Abortion, Spontaneous


Abortion, Spontaneous

DRG Category:770
Mean LOS:2 days
Description:SURGICAL: Abortion with Dilation and Curettage, Aspiration, Curettage, or Hysterotomy
DRG Category:779
Mean LOS:1.9 days
Description:MEDICAL: Abortion without Dilation and Curettage

Spontaneous abortion (SAB) is defined as the termination of pregnancy from natural causes before the fetus is viable. Other terms include miscarriage or spontaneous early pregnancy loss. Viability is defined as 20 to 24 weeks’ gestation or a fetal weight of more than 500 g. SABs are a common occurrence in human reproduction, occurring in approximately 15% to 22% of all pregnancies. If the abortion occurs very early in the gestational period, the ovum detaches and stimulates uterine contractions that result in its expulsion. Hemorrhage into the decidua basalis, followed by necrosis of tissue adjacent to the bleeding, usually accompanies the abortion. If the abortion occurs later in the gestation, maceration of the fetus occurs; the skull bones collapse, the abdomen distends with blood-stained fluid, and the internal organs degenerate. In addition, if the amniotic fluid is absorbed, the fetus becomes compressed and desiccated.

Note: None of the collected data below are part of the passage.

PR #3099, opened 2022-07-20
Added check for a timeout in the DKG loop

tomaszslabon:


pkg/chain/ethereum/beacon.go
```diff
@@ -648,6 +644,17 @@ func (mrb *mockRandomBeacon) SubmitRelayEntry(
...
+func (mrb *mockRandomBeacon) ReportRelayEntryTimeout() error {
+	mrb.currentRequestMutex.Lock()
+	defer mrb.currentRequestMutex.Unlock()
+
+	// Set the current request start block to nil, so that a new relay entry
+	// request can be begin.
+	mrb.currentRequestStartBlock = nil
+
+	return nil
+}
```
pdyraga, line 656: Is the client in the current version calling this function?

tomaszslabon: The client in the current version calls this function.
There is a log that appears every time the relay entry timeout happens:
```
2022-07-26T16:28:06.107+0200    WARN    keep-beacon      go-log@v1.0.5/log.go:180relay entry was not submitted on time, reporting timeout at block [2214]
ReportRelayEntryTimeout called!!!!!!!!!!!!!!!!!!!!!!!!
```

(I temporarily added my own log, just to be sure: ```ReportRelayEntryTimeout called!!!!!!!!!!!!!!!!!!!!!!!!```)

pdyraga:
👀

pkg/chain/ethereum/beacon.go
```diff
@@ -451,22 +451,18 @@ func (mrb *mockRandomBeacon) OnDKGStarted(
 				// Generate an event every 500th block.
 				if block%500 == 0 {
 					mrb.currentDkgMutex.Lock()
-
-					if mrb.currentDkgStartBlock == nil {
```
pdyraga, line 455: We have this check when submitting DKG result:
https://github.com/keep-network/keep-core/blob/a04728e4591d0eede8ee8b712d83489e37470463/pkg/chain/ethereum/beacon.go#L517-L520

Should we remove it as well @lukasz-zimnoch? I do not understand why we need it there. We count on the fact 500 blocks is enough for a DKG to complete now.

lukasz-zimnoch: Yep, we should remove it in that case.

pdyraga (approved):

pkg/chain/ethereum/beacon.go
tomaszslabon: Done in 7d3722f79dd2ae45df78a91a92814c7134eb52b0.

There are four types of SABs, classified according to symptoms (Table 1), as well as a threatened abortion. The four types of actual abortion are inevitable, incomplete, complete, and missed. A threatened abortion occurs when there is slight bleeding and cramping very early in the pregnancy; about 50% of women in this category abort. An inevitable abortion occurs when the membranes rupture, the cervix dilates, and bleeding increases. An incomplete abortion occurs when the uterus retains parts of the products of conception and the placenta. Sometimes the fetus and placenta are expelled, but part of the placenta may adhere to the wall of the uterus and lead to continued bleeding. A complete abortion occurs when all the products of conception are passed through the cervix. A missed abortion occurs when the products of conception are retained for 2 months or more after the death of the fetus. Signs and symptoms of these five types of abortion involve varying degrees of vaginal bleeding, cervical dilatation, and uterine cramping.

Types of SABs
Table 1. Types of SABs
TYPE OF ABORTIONBLEEDINGPAINCERVICAL DILATIONTISSUE PASSAGE
ThreatenedSlightMild crampingNoNo
InevitableModerateModerate crampingYesNo
IncompleteHeavySevere crampingYesYes
CompleteDecreased; slightMild crampingNoYes
MissedNone; slightNoneNoNo

Causes

The majority of SABs are caused by chromosomal abnormalities that are incompatible with life; the majority also have autosomal trisomies. Maternal infections, such as Mycoplasma hominis, Ureaplasma urealyticum, syphilis, HIV, group B streptococci, and second-trimester bacterial vaginosis, increase the risk for an SAB. Inherited disorders or abnormal embryonic development resulting from environmental factors (teratogens) may also play a role. A woman’s occupation, such as a hair stylist, may also be a factor in SAB if she is exposed to teratogens. Unfavorable environmental factors also include interpersonal violence, as women who are in abusive relationships have a 50% higher chance of pregnancy loss.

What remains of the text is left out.